Chess endings have an immediacy lacking in chess endgame or chess problems: endings are not theoretical or composed, but actual board positions, the point in every game when the superfluous falls away, leaving only the essential. José Raúl Capablanca (1888–1942) had no need for isolated artistic theory or compositions — he composed and created chess art as he played. All of his genius — intuitive, tactical, strategic, logical — all of his art shines clearest in his endings, as he himself was proud to declare, advising others to study them carefully. "In order to improve your game," he said, "you must study the endgame before anything else; for whereas the endings can be studied and mastered by themselves, the middle game and the opening must be studied in relation to the endgame."
The best way to follow Capablanca's advice is through this — the only book devoted to his great endings, 60 complete games emphasizing the grand finale but annotated throughout.
Irving Chernev communicates in his notes the mystery and wonder as well as the delight in discovering again and again the original, fertile mind of chess's greatest born player. "Virtuoso," "exquisite," "profound," "inspired," "elegant," and "fiendish ingenuity" describe match and tournament games and endings against Alekhine, Steiner, Marshall, Nimzowitsch, Lasker, Réti, and others, the best in the contemporary chess world. Capablanca's eleventh game in the 1901 Cuban championship (which he won, aged 12) "surpasses any accomplishment by such other prodigies as Morphy, Reshevsky, and Fischer." From age 12 through the last game in the book (nearly four decades later against Reshevsky at Nottingham, 1936), Capablanca fashions endgames in tense tournament atmosphere that seem like delicate, precise instruments dreamt at leisure.

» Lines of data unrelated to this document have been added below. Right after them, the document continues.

PR #742, opened 2023-05-23
fixed small bug in `fit_scipy`

BenSmithers:
When the `_fit_scipy` function is called with a `list` of `MapSets`, it will still try to call `data_dist.allclose(hypo_asimov_dist)`, which fails since `data_dist` is a list. This is fixed by checking if this is a list first, and if so it will then check if all the mapsets are close instead.


LeanderFischer (approved):
Looks good, will merge.

PR #743, opened 2023-05-29
Detector class bug fixes

JanWeldert:
Updating the detectors class to PISA4 didn't work as I thought. So here are some bug fixes that hopefully will resolve the issues. It is mostly about updating parameter values for the different DistributionMakers that represent the detectors.


BenSmithers:
Was it that the parameters weren't updating at all for one of the distribution makers? I might've been running into the same bug! I can look over this

pisa/core/detectors.py
```diff
@@ -147,30 +149,33 @@ def get_outputs(self, **kwargs):
...
-        for p in params.names: # now update params with det_names inside
-            for i, det_name in enumerate(self.det_names):
-                if det_name in p:
-                    cp = deepcopy(params[p])
-                    cp.name = cp.name.replace('_'+det_name, "")
-                    self._distribution_makers[i].update_params(cp)
+        if isinstance(params,Param): params = ParamSet(params)
+            
+        for distribution_maker in self.distribution_makers:
+            ps = deepcopy(params)
```
BenSmithers, line 155: Does `deepcopy` need to be used here? As I understand, it's probably to protect the internal Params whenever what's passed to this method is changed later on, but it messes with `DerivedParams` in a weird little way where they lose references to the original Params they depend on. 

I'm confident I could set it up to update those references when this copy happens, but I thought I'd check to see if there was a specific reason this was implemented as-is!

pisa/analysis/analysis.py
```diff
@@ -2518,6 +2566,8 @@ def _minimizer_callable(self, scaled_param_vals, hypo_maker, data_dist,
         scaled_param_vals = np.where(flip_x0, 1 - scaled_param_vals, scaled_param_vals)
         # Set param values from the scaled versions the minimizer works with
         hypo_maker._set_rescaled_free_params(scaled_param_vals) # pylint: disable=protected-access
+        if hypo_maker.__class__.__name__ == "Detectors":
+            update_param_values_detector(hypo_maker, hypo_maker.params.free) #updates values for ALL detectors
```
BenSmithers, line 2570: One more question - does `update_param_values_detector` need to be called every minimizer step? It looks like that could be rather expensive since it also makes calls back to `init_params`, and the free parameters should already be updated here.

LeanderFischer:
Everyone happy with this or are more eyes on this needed?

pisa/analysis/analysis.py
JanWeldert: It is needed to update the parameters for all distribution makers

philippeller (approved):

philippeller:
i think this is ready

PR #752, opened 2023-08-17
Bump python version

LeanderFischer:
We don't support python 3.7 anymore so let's bump the python version for the github workflos.


anilak41 (approved):
Looks good.

PR #753, opened 2023-08-22
Fix dependencies and update install instructions

LeanderFischer:
Nail down a few dependency version ranges, so install does not break. Also fix pip maximum version in git workflow, to be compatible with setuptools older version.


anilak41 (approved):
Looks good

PR #756, opened 2023-11-08
adding stage for external osc calc

philippeller:
This is a new PISA stage, that allows one to use an external oscillation probability calculation.
We use this in some (non IceCube) work we do. But still would be nice to merge it into master to keep things in place


LeanderFischer:
Finally had a closer look and modified it a bit. I removed _todo_ related comments, better create an issue for that, please!

Also, there is some new conflicts, since this took so long :see_no_evil:. Feel free to merge, once these are resolved and the checks pass.

LeanderFischer (approved):
See comment above.

pisa/stages/osc/layers.py
```diff
@@ -219,16 +235,24 @@ def __init__(self, prem_file, detector_depth=1., prop_height=2.):
             # w.r.t the file. The first elements of the arrays below corresponds
             # the Earth's surface, and the following numbers go deeper toward the 
             # planet's core
+            self.rhos_unweighted = self.prem[..., 1][::-1].astype(FTYPE)
```
JanWeldert, line 238: Do you really need three rhos here?

LeanderFischer:
Thanks for catching this up with `master`. Again, I'm afraid out checks are broken right now, that's why I re-triggered them. Otherwise this is ready to merge, but we need to fix the checks first :grimacing:

LeanderFischer:
Please pull from master once more, to fix the checks

PR #760, opened 2024-01-05
Re-shaped the mod_chi2's return to match the input shape

JKrishnamoorthi:
Changed the output shape of mod_chi2() function to match the input shape (shape of the map).


shiqiyugit (approved):
I dont see anything wrong but this does not seem necessary. you can always shape it in your plotting script when you call this function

Here then is the essence of Capablanca, analyzed for the instruction of players and the pleasure of chess connoisseurs. Included are indexes of openings, themes in the endings, and opponents, as well as a bibliography and record of tournament and match play. Capablanca: for players, the epitome of the endgame; for readers, a classic chess study.


Reprint of the Oxford University Press, Oxford, 1978 edition.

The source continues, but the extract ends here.